Выбрать главу

В заключение же разумных своих речей дон Маркос объявил, что готов вступить в брак, а сват ответствовал, что завтра же переговорит с доньей Исидорой и сделка будет заключена, ибо в брачных делах промедление — такая же помеха, как и смерть.

На этом они распрощались. Сват пошел к донье Исидоре — пересказать ей свой разговор с доном Маркосом, ибо алкал вознаграждения за добрую весть; а дон Маркос отправился к дому своего господина. Так как час был уже очень поздний, в доме стояла тишина, и дон Маркос, вынув из кармана огарок, приблизился к светильничку, который озарял крест, воздвигнутый на улице, и, наколов огарок на кончик шпаги, зажег его; затем коротко помолился о том, чтобы дело, которое он предпринял, удалось ему на благо, вошел к себе, лег в постель и стал нетерпеливо дожидаться утра в опасении, что все его счастье пойдет прахом.

Пусть себе спит, а мы последуем за сватом, каковой, возвратившись к донье Исидоре, рассказал ей о том, что случилось и как хорошо идет дело. Она, знавшая обо всем лучше, чем он, как станет ясно из дальнейшего, тотчас дала свое согласие на брак, вручила посреднику для начала четыре эскудо и попросила его поутру вернуться к дону Маркосу и сообщить, что она почитает за великое счастье принадлежать ему, и пусть-де сват не выпускает его из рук, а приведет откушать с ней и с ее племянником, дабы заключить брачный контракт и сделать оглашение.

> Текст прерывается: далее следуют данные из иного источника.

PR #8738, opened 2025-06-04
chore: increase default gas cap to 100M

Gabriel-Trintinalia:
Increase default gas cap since we have test networks with 60M gas limit already


macfarla (approved):
LGTM - maybe check whether the default is mentioned in the docs, do they need updating

PR #8739, opened 2025-06-04
Archive CHANGELOG, split at start of 2024

siladu:
The current CHANGELOG.md is cumbersome and Github struggles to load it.

This PR moves CHANGELOG entries from before 2024 to docs/CHANGELOG_ARCHIVE.md


siladu:
> Sounds like a good idea. How often will we "archive" the changelog file?

Not sure, but this should keep us going for a good while.

macfarla (approved):
only thing I would add is a link from CHANGELOG to the CHANGELOG_ARCHIVE

matkt (approved):

macfarla:
I have another suggestion - what about remove the "upcoming breaking changes" section from all but latest release?

jframe:
Rather than archive the old entries I think we can just remove them. They always available in git anyways or as part of the old release.

jframe (approved):

PR #8753, opened 2025-06-06
Revert "feat: remove chain head check if peer supports eth/69 (#8725)"

Gabriel-Trintinalia:
This reverts commit ed1086d1a91eb7b3044b744d6a76e6dbdd6d2922.

## PR description

There is an issue with how this commit tracks if a peer is serving snap data. Reverting for now as it will need to be better explored.


jframe (approved):
LGTM

PR #8763, opened 2025-06-07
fix(engine): engine_getBlobsV2 missing from engine_exchangeCapabilities

Gabriel-Trintinalia:
This PR resolves an issue where the `engine_getBlobsV2` method was not included in the list of supported methods returned by `engine_exchangeCapabilities`.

Какие две вести для дона Маркоса: приглашен, и жених! И поскольку вести были такие отменные, сват появился спозаранку и приветствовал нашего идальго, какового застал, когда тот уже облачался (ибо, как поется в романсе, от любви к невинной деве очи он не мог сомкнуть). Дон Маркос раскрыл объятия своему доброму другу, как именовал он поставщика бед, и раскрыл душу известию о своем счастии. И вырядившись в самый дорогой наряд, какой допустила его скаредность, отправился он вместе с кормчим злополучий в дом к своей властительнице, к своей сеньоре, где был принят сей сиреной, каковая порадовала его слух сладкопевными приветствиями, и доном Агустином, каковой как раз кончал одеваться и рассыпался в поклонах и любезностях. Они приятно побеседовали; дон Маркос благодарил донью Исидору за свое счастье, осмотрительный юнец выказал послушливость и почтительность в благодарность за намерение доброго сеньора обращаться с ним, как с сыном; наконец настало время трапезы, и все из гостиной с помостом перешли в другую комнату в глубине дома; там был накрыт стол, да вдобавок красовался поставец, где было все потребное для питья и для омовения рук, как принято в домах у вельмож. Донье Исидоре не пришлось долго упрашивать дона Маркоса сесть за стол, ибо тот упредил ее, обратившись ко всем прочим с этим самым приглашением, и таким манером вывел всех из сего затруднения, а оно ведь нешуточное.

Сеньор гость утолил голод отменно приготовленными яствами, а жажду и потребность в опрятности — тем, что украшало поставец; и снова пришли ему на ум соображения в духе тех, что высказывал он накануне; и поскольку теперь он глядел на донью Исидору, такую гостеприимную и любезную, как на будущую свою собственность, ее великая щедрость казалась ему еще в большей степени неоправданным тщеславием и пустой тратой денег.

По окончании трапезы дона Маркоса спросили, не угодно ли ему сыграть в ломбер вместо того, чтобы лечь на покой, поскольку в доме нет кровати для гостей. На это дон Маркос ответствовал, что он-де служит господину столь добродетельному и богобоязненному, что прослышь сей вельможа об увлечении кого-то из домочадцев карточною игрою, хоть самой невинной, такой человек и часа не остался бы у него в доме; ему, дону Маркосу, было сие ведомо, и он поставил себе за правило угождать своему сеньору; и кроме того, что отвращение к картам — черта достойная и добродетельная, он не только не умеет играть в ломбер, но ни одной карты не знает и полагает, что воистину неумение играть в карты сберегает ему в год немало эскудо.